Content starts
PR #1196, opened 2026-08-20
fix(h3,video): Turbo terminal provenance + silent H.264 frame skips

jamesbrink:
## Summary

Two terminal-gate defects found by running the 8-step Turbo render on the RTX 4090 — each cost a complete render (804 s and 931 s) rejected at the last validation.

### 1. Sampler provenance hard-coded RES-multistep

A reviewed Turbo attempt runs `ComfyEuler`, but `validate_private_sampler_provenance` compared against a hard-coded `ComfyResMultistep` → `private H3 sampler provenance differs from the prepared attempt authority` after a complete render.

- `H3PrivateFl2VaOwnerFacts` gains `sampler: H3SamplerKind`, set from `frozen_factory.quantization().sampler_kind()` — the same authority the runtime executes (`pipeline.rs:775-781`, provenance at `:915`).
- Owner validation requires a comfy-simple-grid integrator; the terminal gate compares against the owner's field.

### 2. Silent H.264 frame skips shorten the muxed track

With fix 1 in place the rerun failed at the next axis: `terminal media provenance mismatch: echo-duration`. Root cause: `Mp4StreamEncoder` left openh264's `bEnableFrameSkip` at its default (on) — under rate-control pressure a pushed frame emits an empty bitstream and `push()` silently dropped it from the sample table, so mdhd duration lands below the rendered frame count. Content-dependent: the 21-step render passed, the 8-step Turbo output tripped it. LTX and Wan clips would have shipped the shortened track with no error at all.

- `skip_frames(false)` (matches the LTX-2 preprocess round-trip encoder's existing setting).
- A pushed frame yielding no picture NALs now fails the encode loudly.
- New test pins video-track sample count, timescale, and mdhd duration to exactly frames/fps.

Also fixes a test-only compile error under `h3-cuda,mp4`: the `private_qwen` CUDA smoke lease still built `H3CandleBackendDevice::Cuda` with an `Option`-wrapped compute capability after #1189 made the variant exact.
Content ends
▶ EXERCISE: The required answer is the run of lines above, starting at the line with "Two terminal-gate defects" and ending at the line with "### 1. Sampler", reproduced exactly with both ends.

▶ FINISHED EXERCISE:
Two terminal-gate defects found by running the 8-step Turbo render on the RTX 4090 — each cost a complete render (804 s and 931 s) rejected at the last validation.

### 1. Sampler provenance hard-coded RES-multistep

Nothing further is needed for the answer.